Redis Cluster maps keys to 16,384 hash slots. Hash tags {user123}:a and {user123}:b co-locate keys, but abusing tags can create hot shards.

Memory policies

Set maxmemory and maxmemory-policy (allkeys-lru, volatile-lru, allkeys-lfu, etc.) to match whether Redis is a cache or holds required data.

Security and ops

  • TLS, ACLs, network isolation
  • rename-command to neuter dangerous commands in shared environments
  • Metrics: INFO, latency, memory, replication lag, disk I/O
  • Rolling upgrades: plan client reconnects and failover drills

11. Performance tooling

Pipelines / transactions

const pipeline = redis.multi();
pipeline.set("key1", "value1");
pipeline.set("key2", "value2");
await pipeline.exec();

Use WATCH / MULTI / EXEC or Lua when you need atomic multi-key updates—mind slot constraints in Cluster.


Summary checklist

  • Event loop: single-threaded execution; optional I/O threads
  • Encodings: SDS, quicklist, skiplist + dict, intset—chosen per size/shape
  • Persistence: RDB snapshots vs AOF logs; fork/COW/rewrite costs
  • Replication: PSYNC + backlog; monitor offsets and lag
  • Production: Sentinel, Cluster, memory policy, security, SLOWLOG

Checklist

  • Configure SLOWLOG and latency monitoring
  • Choose RDB/AOF/none deliberately per role
  • Alert on replication lag and backlog limits
  • Define TTL and invalidation for caches
  • Ban KEYS in prod; use SCAN
  • Practice failover and restore drills


Keywords covered

Redis, event loop, SDS, skiplist, RDB, AOF, replication, Sentinel, Cluster, cache


FAQ

Q. Redis vs Memcached?

A. Redis wins on data structures, persistence, replication, and ecosystem.

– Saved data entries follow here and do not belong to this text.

PR #9388, opened 2023-09-14
[drdynvc] improvements of server-side DRDYNVC

hardening:
This patch prepares the reading of the dynamic channel version so that next we can take in account this to take advantage of advanced features in last versions (compressions or priorities).
The patch also implement notifying the VCM event when the dynamic channel becomes ready so that users of FreeRDP can just do calls to `WTSVirtualChannelManagerGetDrdynvcState` when the channel event is set (no blind calls).

### DIFF
--- a/libfreerdp/core/server.c
+++ b/libfreerdp/core/server.c
@@ -167,8 +167,20 @@ static BOOL wts_read_drdynvc_capabilities_response(rdpPeerChannel* channel, UINT
 	Stream_Seek_UINT8(channel->receiveData); /* Pad (1 byte) */
 	Stream_Read_UINT16(channel->receiveData, Version);
 	DEBUG_DVC("Version: %" PRIu16 "", Version);
-	channel->vcm->drdynvc_state = DRDYNVC_STATE_READY;
-	return TRUE;
+
+	if (Version < 1)
+	{
+		WLog_ERR(TAG, "invalid version %" PRIu16 " for DRDYNVC", Version);
+		return FALSE;
+	}
+
+	WTSVirtualChannelManager* vcm = channel->vcm;
+	vcm->drdynvc_state = DRDYNVC_STATE_READY;
+
+	/* we only support version 1 for now (no compression yet) */
+	vcm->dvc_spoken_version = MAX(Version, 1);
+
+	return SetEvent(MessageQueue_Event(vcm->queue));
 }
 
 static BOOL wts_read_drdynvc_create_response(rdpPeerChannel* channel, wStream* s, UINT32 length)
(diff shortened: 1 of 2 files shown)


akallabeth (approved):
LGTM

akallabeth:
@freerdp-bot test

hardening:

akallabeth:
@freerdp-bot test

akallabeth:
@freerdp-bot test

akallabeth:
@freerdp-bot test please

libfreerdp/core/server.c
```diff
@@ -167,8 +167,20 @@ static BOOL wts_read_drdynvc_capabilities_response(rdpPeerChannel* channel, UINT
...
+	{
+		WLog_ERR(TAG, "invalid version %" PRIu16 " for DRDYNVC", Version);
+		return FALSE;
+	}
+
+	WTSVirtualChannelManager* vcm = channel->vcm;
+	vcm->drdynvc_state = DRDYNVC_STATE_READY;
+
+	/* we only support version 1 for now (no compression yet) */
+	vcm->dvc_spoken_version = Version;
```
pnowack, line 181: It looks like we don't actually use the `dvc_spoken_version` variable. But even if we would do then the comment above would not apply, as `Version` can also be `3` here (which implies compression support).

libfreerdp/core/server.c
```diff
@@ -167,8 +167,20 @@ static BOOL wts_read_drdynvc_capabilities_response(rdpPeerChannel* channel, UINT
 	Stream_Seek_UINT8(channel->receiveData); /* Pad (1 byte) */
 	Stream_Read_UINT16(channel->receiveData, Version);
 	DEBUG_DVC("Version: %" PRIu16 "", Version);
-	channel->vcm->drdynvc_state = DRDYNVC_STATE_READY;
-	return TRUE;
+
+	if (Version < 1 || Version > 3)
```
pnowack, line 171: I think we should not filter out newer versions. In case MS adds version 4, it breaks our server implementations.

```suggestion
	if (Version < 1)
```

libfreerdp/core/server.c
hardening: True, I must admit that my main goal here was to remove the warning about `unused variable Version`. I will adjust that.

libfreerdp/core/server.c
hardening: Well in fact right now we only propose version 1 to the client, so we do not expect him to answer with something bigger.

pnowack: > Well in fact right now we only propose version 1 to the client, so we do not expect him to answer with something bigger.

In some MS protocols yes, but `[MS-RDPEDYC]` does exclude this situation here though:
```
The server indicates the maximum capability it supports, and the client responds with a Capabilities Response PDU that indicates the maximum capability that it can support.
```

pnowack (approved):

pnowack:
@freerdp-bot test

PR #9390, opened 2023-09-15
[gateway,arm] fix input string length check

akallabeth:


akallabeth:
@freerdp-bot test please

PR #9403, opened 2023-09-19
Leak fix

akallabeth:


libfreerdp/core/gateway/arm.c
```diff
@@ -956,6 +956,10 @@ BOOL arm_resolve_endpoint(rdpContext* context, DWORD timeout)
 				WLog_DBG(TAG, "Delay for %" PRIdz "ms before next attempt", delay);
 				Sleep(delay);
 			}
+			else
```
hardening, line 959: I'd suggest inverting the if condition 
```C
if (delay == 0)
   break;

WLog_DBG(TAG, "Delay for %" PRIdz "ms before next attempt", delay);
Sleep(delay);
```

hardening (approved):
nitpicking but LGTM

libfreerdp/core/gateway/arm.c
akallabeth: hmm, I´d say preference. and would be `delay <= 0` as `-1` is returned in error cases.

PR #9412, opened 2023-09-20
[winpr,cmdline] fix unquoting of value

akallabeth:
Comma separated lists of form 'a,b,\"b,c,d\"' were not correctly parsed as the trailing quote was not consumed.


mfleisz (approved):
lgtm

PR #9417, opened 2023-09-21
Arm leak fix

akallabeth:
reset `rdpTls` before doing a reconnect and leak already allocated memory


akallabeth:
@freerdp-bot test

mfleisz (approved):
LGTM - nice catch on the `ZeroMemory` bug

Memcached can still win for extremely simple string caching at huge scale, but Redis is the default choice for most backends.

Q. When should I use Lua?

A. When you must touch multiple keys atomically on the server. Keep scripts short—they block the main thread while running.

Q. Why do multi-key transactions fail in Cluster?

A. Keys must live in the same hash slot unless you use hash tags carefully. Design keys up front.